Anlayışımız, idrakimiz, empatimiz, müsamahamız, merhametimiz, yardım etme duygularımız, infak ahlakımız çok daha yükseklerde olmaz mı?
Toplu taşıma araçlarına binin ve bir gözlem yapın. Söylediklerimi bir teste tabi tutun. Bakalım nasıl bir sonuca ulaşacaksınız?
Toplumsal yaralarımızı neden bu konuşmaların saramadığını düşünmek gerekir.
Benim kanaatim eleştirel ve eleyici bir dilin kullanılmasının bunda etkili olduğudur. Daha doğrusu etkisiz oluşlarının sebebi bu eleyici dil.
Hatta tırpanlayıcı dil…
Dilimizi kesici alet niyetine kullanıyoruz diyeceğim neredeyse…
Geçenlerde bir öğretmen arkadaşım kendi çevresinde bir ay süreyle dikkat etmiş ve notlar almış.
Kullanılan dilin ne yazık ki eleyici olduğu fikrine o da varmış.

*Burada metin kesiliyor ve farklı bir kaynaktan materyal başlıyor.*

PR #850, opened 2024-10-04
restructure dart protos

### LINKED ISSUE #844: Dart Protos  package does not have libs directory
### Describe the bug

The generated Protos for dart don't include libs directory with `common/v1` and `events/v1` which produces errors on the normal tasks endpoints

1. Import the current helpwave proto package from pub.dev
2. use the tasks_service
3. Build fails with file not found

From `helpwave_proto_dart-0.51.0-dcc524f/lib/services/tasks_svc/v1/patient_svc.pb.dart:16:8:`
`Error when reading '.../helpwave_proto_dart-0.51.0-dcc524f/lib/libs/common/v1/conflict.pb.dart'`

### Additional context

_No response_

PaulKalho:
closes #844


MaxSchaefer:
@DasProffi does this structure looks good to you? Whats the last version of the dart package that worked?

DasProffi:
> @DasProffi does this structure looks good to you? 

No, dart requires packages to have all exported components within the `lib/` folder. Therefore the previous version was better than the new change

> Whats the last version of the dart package that worked?
The version without consistency tokens. The issue is that the consistency token grpc files are not withing the `lib/` folder

MaxSchaefer:
> > @DasProffi does this structure looks good to you?
> 
> No, dart requires packages to have all exported components within the `lib/` folder. Therefore the previous version was better than the new change
> 
> > Whats the last version of the dart package that worked?
> 
> The version without consistency tokens. The issue is that the consistency token gRPC files are not within the `lib/` folder and thus the file reference cannot be resolved when using the proto package's tasks files

Okay. Thanks or the clarification. But in current main, there is everything under the `lib` folder. Does this needs to be directly under `lib`?

DasProffi:
> Okay. Thanks or the clarification. But in current main, there is everything under the `lib` folder. Does this needs to be directly under `lib`?

No, subfolders are fine as long as imports are correct. The primary issue is that the `lib/libs` folder was not uploaded to the proto package, if you look at `helpwave_proto_dart 0.51.0-dcc524f`, the `lib/libs` folder is missing which is the root cause of the issues.

FoseFx:
This does not solve the underlying issue.

PR #851, opened 2024-10-04
Evaluate dive validator

### LINKED ISSUE #836: Evaluate "dive" validator
### Describe the chore

[In a review](https://github.com/helpwave/services/pull/817/files#r1765168732), uncertainty on how "dive" works / when it is needed arose. We should evaluate all `repeated` request messages to make sure they are validated as intended.

PaulKalho:
closes #836 

There were only a few places where `validate` had to be added

### DIFF
--- a/services/property-svc/stories/PropertyValueCRUD_test.go
+++ b/services/property-svc/stories/PropertyValueCRUD_test.go
@@ -635,7 +635,7 @@ func TestCreateAttachAddOptionAttachSelectProperty(t *testing.T) {
 				RemoveOptions: nil,
 				UpsertOptions: []*pb.UpdatePropertyRequest_SelectData_SelectOption{
 					{
-						Id:          "",
+						Id:          uuid.NewString(),
 						Name:        hwutil.PtrTo("Option 2"),
 						Description: nil,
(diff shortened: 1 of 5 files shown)


services/property-svc/stories/PropertyValueCRUD_test.go
```diff
@@ -635,7 +635,7 @@ func TestCreateAttachAddOptionAttachSelectProperty(t *testing.T) {
 				RemoveOptions: nil,
 				UpsertOptions: []*pb.UpdatePropertyRequest_SelectData_SelectOption{
 					{
-						Id:          "",
+						Id:          uuid.NewString(),
```
FoseFx, line 638: Nowhere else we require the frontend to provide a would-be uuid for a new resource. I don't think this should be the exception.

FoseFx (changes requested):

services/property-svc/stories/PropertyValueCRUD_test.go
PaulKalho: Thanks, didn't think about it

FoseFx (approved):

PR #858, opened 2024-10-07
chore: increase WaitForProjectionsToSettle time in CI

MaxSchaefer:


MaxSchaefer:
Besides that change, we could implement a retry mechanism for all stories at https://github.com/helpwave/services/blob/main/services/tasks-svc/stories/setup_test.go#L58.

MaxSchaefer:
@FoseFx

FoseFx (approved):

Eleştirdiğinde insanlar kendilerini daha güçlü ve daha bilgili sanıyorlar dedi.
Benimde fikrim bu yönde… Tam da bunu anlatmaya çalışıyorum.
Bu konuyu ustama açtım fikrini almak için. Neden bana soruyorsun bunu dedi. Yıllardır hocaları konuşturan, psikoloji programları yapan sen değil misin? Ben seni radyo dönemlerinde tanımıştım. O zamandan beri izlerim. Buna cevabı sen vermelisin dedi.

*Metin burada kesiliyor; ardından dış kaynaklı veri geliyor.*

Issue #811, opened 2024-09-11
Let GetUserID and GetOrganizationID panic


FoseFx:
### Describe the chore

Currently, common's GetUserID and GetOrganizationID may return an error, if (and only if) the corresponding values were not attached to the context by the authFunc and handleOrganizationIDForAuthFunc middlewares.

For user-ids this can only happen, when either the service was not Setup() with enabled auth, or a route handler is in skipAuthForMethods, and yet called GetUserID. Either way, this is not an expected runtime error, instead indicates a programming mistake. It makes little sense to **always** handle these. I assume the grpc library will catch the panic and return an error, but we should check this first / implement this anyway.

For organization ids we currently have possible client error to attribute a missing id to. But this will change soon, when we start using jwt-claims for org ids. And as we currently deploy with a fallback org set, this will never error.

Both functions are currently used ~60 times, with error handling this removes at least 180 loc. And likely a lot more, as other functions may only error due to their usage of either one of those functions.

In general: user-error / environment-error -> error, invalid state -> panic

We should prefix them to `Must`, to indicate a possible panic to developers, which should make sure this function makes sense to call in their current context.

FoseFx:
Blocked by #832

MaxSchaefer:
Same for https://github.com/helpwave/services/pull/859#discussion_r1808924731

PR #859, opened 2024-10-10
chore: add updates-svc

### LINKED ISSUE #871: `updates-svc` to provide a realtime updates endpoint for our clients
### Describe the feature

The `updates-svc` should provide a gRPC server-side stream to our clients to give them the ability to listen on our EventStoreDB stream.

We currently have event sourced and non-event sourced entites. Event sourced entites are easy to implement. Non-event sourced entities need to dispatch updates events later on. The latter is not part of this issue.

To enable a certain form of collaboration, the UI must always be up to date. 

### Additional context

_No response_

MaxSchaefer:
Closes #871

Todo before merge
- [x] Deploy to staging


libs/common/auth/auth.go
```diff
@@ -26,9 +27,11 @@ var (
 	oauthConfig             *oauth2.Config
 	Verifier                *oidc.IDTokenVerifier
 	authSetupDone           bool
+	FakeTokenValidFor       = time.Second * 30
 )
 
 type ClaimsKey struct{}
+type TokenExpires struct{}
```
FoseFx, line 34: btw why are these exported? they should not be!

FoseFx, line 34:
```suggestion
type TokenExpiresKey struct{}
```

libs/common/auth/auth.go
```diff
@@ -140,49 +143,50 @@ func (t IDTokenClaims) AsExpected() error {
 // VerifyIDToken verifies the correctness of the accessToken and returns its claim.
 // The claim is checked to be as expected.
 // Service must be set up with auth!
-func VerifyIDToken(ctx context.Context, token string) (*IDTokenClaims, error) {
+func VerifyIDToken(ctx context.Context, token string) (*IDTokenClaims, *time.Time, error) {
```
FoseFx, line 146: document second return parameter

libs/common/auth/auth.go
```diff
@@ -206,6 +210,16 @@ func GetAuthClaims(ctx context.Context) (*IDTokenClaims, error) {
 	}
 }
 
+// SessionValidUntil returns time.Time when the session gets marked as expired
+func SessionValidUntil(ctx context.Context) (time.Time, error) {
+	res, ok := ctx.Value(TokenExpires{}).(*time.Time)
+	if !ok {
+		return time.Now(), status.Error(codes.Internal, "tokenExpires not in context, set up auth")
```
FoseFx, line 217: this is not a valid expected state, thus warrants a panic, not an error

proto/services/updates_svc/v1/updates_svc.proto
```diff
@@ -0,0 +1,44 @@
...
+  string aggregate_id = 3;
+  string aggregate_type = 4;
+}
+
+//
+// ReceiveUpdatesRequest
+//
+
+message ReceiveUpdatesRequest {
+  optional uint64 revision = 1;
```
FoseFx, line 27: document this key

proto/services/updates_svc/v1/updates_svc.proto
```diff
@@ -0,0 +1,44 @@
...
+}
+
+//
+// ReceiveUpdatesResponse
+//
+
+message ReceiveUpdatesResponse {
+  uint64 revision = 1;
```
FoseFx, line 35: document these keys

FoseFx: what makes an event an entity and what a domain event?

FoseFx: and why would the client care?

services/updates-svc/internal/updates/grpc.go
```diff
@@ -0,0 +1,133 @@
...
+	return &UpdatesGrpcService{
+		es: es,
+	}
+}
+
+func (s *UpdatesGrpcService) ReceiveUpdates(req *pb.ReceiveUpdatesRequest, stream pb.UpdatesService_ReceiveUpdatesServer) error {
+	ctx, span, log := telemetry.StartSpan(stream.Context(), "updates.ReceiveUpdates")
+	defer span.End()
+
+	tokenExpires, err := auth.SessionValidUntil(ctx)
```
FoseFx, line 28:
```suggestion
	tokenExpiresAt, err := auth.SessionValidUntil(ctx)
```

services/updates-svc/internal/updates/grpc.go
```diff
@@ -0,0 +1,133 @@
...
+		return err
+	}
+
+	tokenExpiresIn := time.Until(tokenExpires)
+
+	ctx, cancel := context.WithCancel(ctx)
+	// Close stream after session is invalid
+	time.AfterFunc(tokenExpiresIn, func() {
+		log.Debug().Msg("closing stream, token expired")
+		cancel()
```
FoseFx, line 39: will these be cleaned up if the stream breaks?

else I can see the GC holdon to this function, which holds on to the cancel() functions, which holds on to the context

might cause a memory leak?

it returns something you can cancel this with, we should do that (by defer- ing)

services/updates-svc/internal/updates/grpc.go
```diff
@@ -0,0 +1,133 @@
...
+	if err != nil {
+		return err
+	}
+	defer esStream.Close()
+
+	for {
+		esdbEvent := esStream.Recv()
+
+		select {
+		case <-stream.Context().Done():
```
FoseFx, line 80: isn't this the wrong context? we cancel the ctx, which is a fresh new wrapped context created above.

services/updates-svc/internal/updates/grpc.go
FoseFx: Instead use context.WithTimeout()

services/updates-svc/internal/updates/grpc.go
FoseFx: also add a logline here

services/updates-svc/internal/updates/grpc.go
```diff
@@ -0,0 +1,133 @@
...
+			return nil
+		default:
+		}
+
+		if esdbEvent.SubscriptionDropped != nil {
+			esStream.Close()
+			log.Debug().Msg("subscription dropped, close stream")
```
FoseFx, line 87: does esdbEvent.SubscriptionDropped supply more information, which may be interesting to be logged?

services/updates-svc/internal/updates/grpc.go
```diff
@@ -0,0 +1,133 @@
...
+			break
```
FoseFx, line 88:
```suggestion
			return nil
```

services/updates-svc/internal/updates/grpc.go
```diff
@@ -0,0 +1,133 @@
...
+
+		res := &pb.ReceiveUpdatesResponse{
+			Revision: *esdbEvent.EventAppeared.Commit,
+			Event: &pb.ReceiveUpdatesResponse_DomainEvent{
+				DomainEvent: domainEvent,
+			},
+		}
+
+		if err := stream.Send(res); err != nil {
+			log.Error().Err(err).Msg("cannot send on stream")
```
FoseFx, line 127:
```suggestion
			log.Error().Err(err).Msg("cannot send update response on stream")
```

services/updates-svc/stories/setup_test.go
```diff
@@ -0,0 +1,59 @@
...
+
+	zlog.Info().
+		Str("eventstoreEndpoint", eventstoreEndpoint).
+		Msg("containers are up")
+
+	// prepare env
+	hwtesting.SetCommonEnv()
+	hwtesting.SetEventstoreEnv(eventstoreEndpoint)
+
+	// TODO: spice migrations (PR #812)
```
FoseFx, line 33:
```suggestion
```

services/updates-svc/stories/updates_test.go
```diff
@@ -0,0 +1,52 @@
...
+	assert.NoError(t, err)
+	assert.NoError(t, stream.CloseSend())
+}
+
+func TestAutoClosingWhenTokenExpiresReceiveUpdateStream(t *testing.T) {
+	ctx := context.Background()
+	updatesClient := updatesServiceClient()
+
+	auth.FakeTokenValidFor = time.Second * 3
+	upperBound := auth.FakeTokenValidFor + (time.Second * 1)
```
FoseFx, line 28: there is time.Round() and time.Truncate()

services/updates-svc/stories/updates_test.go
```diff
@@ -0,0 +1,52 @@
...
+	lowerBound := auth.FakeTokenValidFor - (time.Second * 1)
+
+	req := &pb.ReceiveUpdatesRequest{}
+
+	timeBeforeOpeningStream := time.Now()
+	stream, err := updatesClient.ReceiveUpdates(ctx, req)
+	assert.NoError(t, err)
+
+	_, cancel := context.WithTimeout(ctx, auth.FakeTokenValidFor+(time.Second*3))
```
FoseFx, line 37: why do you create a context that you dont use at all?

FoseFx: contexts are immutable

services/updates-svc/stories/updates_test.go
```diff
@@ -0,0 +1,52 @@
...
+		if err == io.EOF {
+			elapsedTime := time.Since(timeBeforeOpeningStream)
+			if elapsedTime > upperBound || elapsedTime < lowerBound {
+				t.Errorf("Connection timeout is out of bounds (upper bound %s, lower bound %s) with %s", upperBound, lowerBound, elapsedTime)
+				return
+			}
+			return
+		}
+		assert.NoError(t, err)
+	}
```
FoseFx, line 51: what if the stream never EOFs?

libs/common/auth/auth.go
MaxSchaefer: https://github.com/helpwave/services/issues/811#issuecomment-2427021965

services/updates-svc/stories/updates_test.go
MaxSchaefer: Uhiii very nice!

services/updates-svc/stories/updates_test.go
FoseFx: why would it? the context that is being canceled is not used, and nothing else will be triggered that would warrant a failed test

MaxSchaefer: Now that you mention it ... weird that I tested this behaviour before and it worked. _Fixed._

Aslında benim cevabım belli. Anlattım az önce. Hatta ben ailelerin bile bundan muzdarip olduğunu düşünüyorum.
Sevgililerin, karı kocaların da temel problemlerinden biri bu: Yaptırımcı bir tavır ve eleyici bir dil…
Ve karşılıklı bu durumu tırmandırmaları… Birbirlerine gereksiz yere yükselmeleri…
Halbuki eşler birbirine muhsin olmalı… Zehirli davranışlardan kaçınmalı…
İhsan davranışında bulunmalı… Keremli olmalı…
Bunlar ise eleyici değil birleştirici olmakla mümkün…
Bütünlemeli dostlar birbirini…
Ustam bunları duyunca şöyle dâhil oldu konuşmaya. Âlimler eksik üzerinden konuşur. Bilgileriyle eksikleri görür ve buradan muhatap olur insanla…
Dilinde emir kipleri…
Öyle yapma, şöyle yap.
Şu doğru, bu yanlış…
Elinde bir metre var ve onunla dolaşır gibidirler…
Merak ettiğin sorunun cevabı burada… Hiçbir ruh kendisinde eksik gören biriyle sevgiye dayalı bir ilişki kurmaz. Geçici olarak korkuya dayalı bir ilişki belki kurabilir zorunlulukları varsa.
Ârifler, yani Hakk dostları ise içeriden konuşur.
Eksikleri görmez.
Onlar kaynağa bakar. İnsanın içindeki madeni keşfeder ve onları açığa çıkartır. Ardından onları işler. Yani ehli hâl olanlar senin gömülü olan ve senin görmedin cevherinle ilgilenir. Onlar zuhura çıktıkça ve işlendikçe de kişinin fikri değişir, zihni açılır, zikri oturur.
Beşerlikten insan olma yoluna girmeye başlar.
Gayreti varsa insanlık basamaklarında da bir bir yükselir ve hazreti insan olma yolunda seyr eder.
Eleyici değil el edici, gel deyici, insanı kendine çağırıcı seslere kulak vermek her zaman kazancımız olmalı.